[Stored items]:
--*--

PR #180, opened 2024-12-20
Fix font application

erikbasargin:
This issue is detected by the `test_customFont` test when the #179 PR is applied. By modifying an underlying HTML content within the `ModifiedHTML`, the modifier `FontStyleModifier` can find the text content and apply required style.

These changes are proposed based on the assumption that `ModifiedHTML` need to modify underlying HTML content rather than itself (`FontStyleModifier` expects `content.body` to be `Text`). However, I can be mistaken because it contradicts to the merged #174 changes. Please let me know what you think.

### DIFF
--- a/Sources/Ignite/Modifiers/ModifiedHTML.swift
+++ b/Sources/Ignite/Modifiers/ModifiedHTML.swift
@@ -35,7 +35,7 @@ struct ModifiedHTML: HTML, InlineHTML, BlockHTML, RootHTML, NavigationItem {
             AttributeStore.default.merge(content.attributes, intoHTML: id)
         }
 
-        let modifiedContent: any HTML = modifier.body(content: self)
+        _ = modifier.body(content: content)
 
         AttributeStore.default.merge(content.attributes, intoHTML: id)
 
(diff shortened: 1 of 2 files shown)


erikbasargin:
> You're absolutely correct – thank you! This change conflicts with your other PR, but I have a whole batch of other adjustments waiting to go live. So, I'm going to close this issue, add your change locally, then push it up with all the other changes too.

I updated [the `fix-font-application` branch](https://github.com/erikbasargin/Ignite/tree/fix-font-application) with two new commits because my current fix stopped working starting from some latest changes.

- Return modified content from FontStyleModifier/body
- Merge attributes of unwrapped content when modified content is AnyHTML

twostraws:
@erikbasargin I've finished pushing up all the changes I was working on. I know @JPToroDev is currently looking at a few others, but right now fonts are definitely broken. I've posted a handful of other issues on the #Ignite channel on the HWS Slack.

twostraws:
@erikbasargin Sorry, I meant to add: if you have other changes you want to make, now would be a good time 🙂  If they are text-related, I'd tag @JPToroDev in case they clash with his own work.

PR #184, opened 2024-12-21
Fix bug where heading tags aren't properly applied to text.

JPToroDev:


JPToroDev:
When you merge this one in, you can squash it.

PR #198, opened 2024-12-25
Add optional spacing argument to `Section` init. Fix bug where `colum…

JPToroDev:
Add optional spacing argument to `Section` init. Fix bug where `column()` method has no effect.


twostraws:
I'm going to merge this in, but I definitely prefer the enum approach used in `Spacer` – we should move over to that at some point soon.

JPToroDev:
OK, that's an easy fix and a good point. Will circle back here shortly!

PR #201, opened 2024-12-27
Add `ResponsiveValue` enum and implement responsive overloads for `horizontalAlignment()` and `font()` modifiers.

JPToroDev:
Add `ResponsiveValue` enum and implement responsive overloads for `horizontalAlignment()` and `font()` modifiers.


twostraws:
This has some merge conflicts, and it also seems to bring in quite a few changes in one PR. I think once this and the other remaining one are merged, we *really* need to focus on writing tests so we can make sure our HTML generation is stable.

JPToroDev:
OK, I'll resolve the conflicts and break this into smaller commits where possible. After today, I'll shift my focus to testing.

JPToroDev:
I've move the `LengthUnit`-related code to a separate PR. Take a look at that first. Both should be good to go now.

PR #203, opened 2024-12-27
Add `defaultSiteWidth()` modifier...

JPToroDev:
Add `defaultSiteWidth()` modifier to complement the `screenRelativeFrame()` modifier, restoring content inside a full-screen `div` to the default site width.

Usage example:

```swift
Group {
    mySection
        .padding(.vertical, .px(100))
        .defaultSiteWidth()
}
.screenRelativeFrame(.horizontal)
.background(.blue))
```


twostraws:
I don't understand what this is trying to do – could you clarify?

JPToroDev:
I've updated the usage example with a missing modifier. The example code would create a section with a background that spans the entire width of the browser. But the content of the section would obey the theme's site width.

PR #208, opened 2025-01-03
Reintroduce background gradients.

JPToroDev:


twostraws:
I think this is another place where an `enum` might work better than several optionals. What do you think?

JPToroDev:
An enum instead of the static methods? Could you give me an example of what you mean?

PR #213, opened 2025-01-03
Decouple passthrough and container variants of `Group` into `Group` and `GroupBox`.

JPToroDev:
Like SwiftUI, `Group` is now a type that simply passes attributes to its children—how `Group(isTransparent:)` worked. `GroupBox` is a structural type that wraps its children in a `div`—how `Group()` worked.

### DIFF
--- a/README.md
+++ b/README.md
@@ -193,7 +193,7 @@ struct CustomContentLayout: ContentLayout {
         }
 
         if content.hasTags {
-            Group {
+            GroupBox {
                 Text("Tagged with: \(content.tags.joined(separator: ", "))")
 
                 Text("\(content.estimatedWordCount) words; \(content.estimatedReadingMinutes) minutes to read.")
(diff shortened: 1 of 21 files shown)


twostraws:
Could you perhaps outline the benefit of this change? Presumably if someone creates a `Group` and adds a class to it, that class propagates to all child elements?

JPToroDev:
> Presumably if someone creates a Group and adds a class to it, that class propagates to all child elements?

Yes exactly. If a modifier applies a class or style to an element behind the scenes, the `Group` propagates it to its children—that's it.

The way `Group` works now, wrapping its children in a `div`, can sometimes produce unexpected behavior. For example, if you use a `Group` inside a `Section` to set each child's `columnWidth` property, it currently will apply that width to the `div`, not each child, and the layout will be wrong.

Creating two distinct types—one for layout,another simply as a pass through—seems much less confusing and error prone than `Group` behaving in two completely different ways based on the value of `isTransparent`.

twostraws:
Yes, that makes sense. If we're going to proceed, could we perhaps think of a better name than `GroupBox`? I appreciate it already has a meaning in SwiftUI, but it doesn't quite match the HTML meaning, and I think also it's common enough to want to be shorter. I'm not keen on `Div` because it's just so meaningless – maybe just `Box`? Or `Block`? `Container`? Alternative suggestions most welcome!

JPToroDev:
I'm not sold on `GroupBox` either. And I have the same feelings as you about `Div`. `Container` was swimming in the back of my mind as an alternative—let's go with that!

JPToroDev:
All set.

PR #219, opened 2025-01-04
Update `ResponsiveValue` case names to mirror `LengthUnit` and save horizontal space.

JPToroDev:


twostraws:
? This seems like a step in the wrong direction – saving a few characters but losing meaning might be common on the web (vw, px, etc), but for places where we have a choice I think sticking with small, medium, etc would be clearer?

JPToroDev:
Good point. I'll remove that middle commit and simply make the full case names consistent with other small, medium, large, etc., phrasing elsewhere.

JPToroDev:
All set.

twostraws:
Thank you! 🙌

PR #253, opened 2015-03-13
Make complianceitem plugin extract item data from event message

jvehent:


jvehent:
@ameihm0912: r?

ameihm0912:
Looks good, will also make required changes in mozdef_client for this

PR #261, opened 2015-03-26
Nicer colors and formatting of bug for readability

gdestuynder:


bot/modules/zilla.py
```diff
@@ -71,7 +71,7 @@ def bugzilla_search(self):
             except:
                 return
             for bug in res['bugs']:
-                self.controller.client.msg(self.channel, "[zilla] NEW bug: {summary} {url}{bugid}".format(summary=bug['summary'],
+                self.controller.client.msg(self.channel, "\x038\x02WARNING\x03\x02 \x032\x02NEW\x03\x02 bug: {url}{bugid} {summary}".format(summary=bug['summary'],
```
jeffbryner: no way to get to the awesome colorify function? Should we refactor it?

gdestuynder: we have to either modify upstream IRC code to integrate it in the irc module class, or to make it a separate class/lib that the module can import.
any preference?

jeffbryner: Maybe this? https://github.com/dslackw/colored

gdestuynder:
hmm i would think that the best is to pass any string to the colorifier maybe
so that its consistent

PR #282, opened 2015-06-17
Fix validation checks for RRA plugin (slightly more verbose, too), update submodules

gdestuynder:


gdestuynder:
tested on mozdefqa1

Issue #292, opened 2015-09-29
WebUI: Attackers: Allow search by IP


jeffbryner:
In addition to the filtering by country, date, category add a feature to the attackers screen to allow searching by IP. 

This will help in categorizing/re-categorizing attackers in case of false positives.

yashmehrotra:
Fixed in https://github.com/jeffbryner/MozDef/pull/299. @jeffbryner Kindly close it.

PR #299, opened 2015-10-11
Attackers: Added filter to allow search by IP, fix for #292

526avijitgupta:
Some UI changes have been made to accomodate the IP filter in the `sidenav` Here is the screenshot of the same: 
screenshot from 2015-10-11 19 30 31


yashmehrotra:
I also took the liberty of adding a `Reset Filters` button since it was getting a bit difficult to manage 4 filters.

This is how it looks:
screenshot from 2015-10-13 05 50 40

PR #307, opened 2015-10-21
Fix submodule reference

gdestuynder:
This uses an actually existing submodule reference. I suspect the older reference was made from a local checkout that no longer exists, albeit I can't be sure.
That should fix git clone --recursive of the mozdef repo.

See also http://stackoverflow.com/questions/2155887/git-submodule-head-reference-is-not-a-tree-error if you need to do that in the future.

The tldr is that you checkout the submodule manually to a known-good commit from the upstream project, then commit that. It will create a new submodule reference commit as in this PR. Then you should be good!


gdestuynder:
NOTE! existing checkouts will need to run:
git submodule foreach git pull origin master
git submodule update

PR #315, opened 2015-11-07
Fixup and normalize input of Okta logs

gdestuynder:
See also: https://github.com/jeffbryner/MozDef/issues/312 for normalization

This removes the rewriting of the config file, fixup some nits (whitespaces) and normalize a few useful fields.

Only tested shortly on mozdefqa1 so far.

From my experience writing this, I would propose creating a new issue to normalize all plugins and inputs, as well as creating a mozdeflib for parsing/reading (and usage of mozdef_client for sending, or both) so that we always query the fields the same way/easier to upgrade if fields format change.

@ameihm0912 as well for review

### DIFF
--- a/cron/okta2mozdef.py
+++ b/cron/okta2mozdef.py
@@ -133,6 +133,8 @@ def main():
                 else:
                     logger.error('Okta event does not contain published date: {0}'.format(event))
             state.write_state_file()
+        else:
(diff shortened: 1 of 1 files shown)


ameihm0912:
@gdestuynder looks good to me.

--*--

[Problem description]: Return exactly, and only, the lines above starting at the line that contains "Issue #292, opened 2015-09-29" and ending at the line that contains "well for review".

[Output below]:
Issue #292, opened 2015-09-29
WebUI: Attackers: Allow search by IP


jeffbryner:
In addition to the filtering by country, date, category add a feature to the attackers screen to allow searching by IP. 

This will help in categorizing/re-categorizing attackers in case of false positives.

yashmehrotra:
Fixed in https://github.com/jeffbryner/MozDef/pull/299. @jeffbryner Kindly close it.

PR #299, opened 2015-10-11
Attackers: Added filter to allow search by IP, fix for #292

526avijitgupta:
Some UI changes have been made to accomodate the IP filter in the `sidenav` Here is the screenshot of the same: 
screenshot from 2015-10-11 19 30 31


yashmehrotra:
I also took the liberty of adding a `Reset Filters` button since it was getting a bit difficult to manage 4 filters.

This is how it looks:
screenshot from 2015-10-13 05 50 40

PR #307, opened 2015-10-21
Fix submodule reference

gdestuynder:
This uses an actually existing submodule reference. I suspect the older reference was made from a local checkout that no longer exists, albeit I can't be sure.
That should fix git clone --recursive of the mozdef repo.

See also http://stackoverflow.com/questions/2155887/git-submodule-head-reference-is-not-a-tree-error if you need to do that in the future.

The tldr is that you checkout the submodule manually to a known-good commit from the upstream project, then commit that. It will create a new submodule reference commit as in this PR. Then you should be good!


gdestuynder:
NOTE! existing checkouts will need to run:
git submodule foreach git pull origin master
git submodule update

PR #315, opened 2015-11-07
Fixup and normalize input of Okta logs

gdestuynder:
See also: https://github.com/jeffbryner/MozDef/issues/312 for normalization

This removes the rewriting of the config file, fixup some nits (whitespaces) and normalize a few useful fields.

Only tested shortly on mozdefqa1 so far.

From my experience writing this, I would propose creating a new issue to normalize all plugins and inputs, as well as creating a mozdeflib for parsing/reading (and usage of mozdef_client for sending, or both) so that we always query the fields the same way/easier to upgrade if fields format change.

@ameihm0912 as well for review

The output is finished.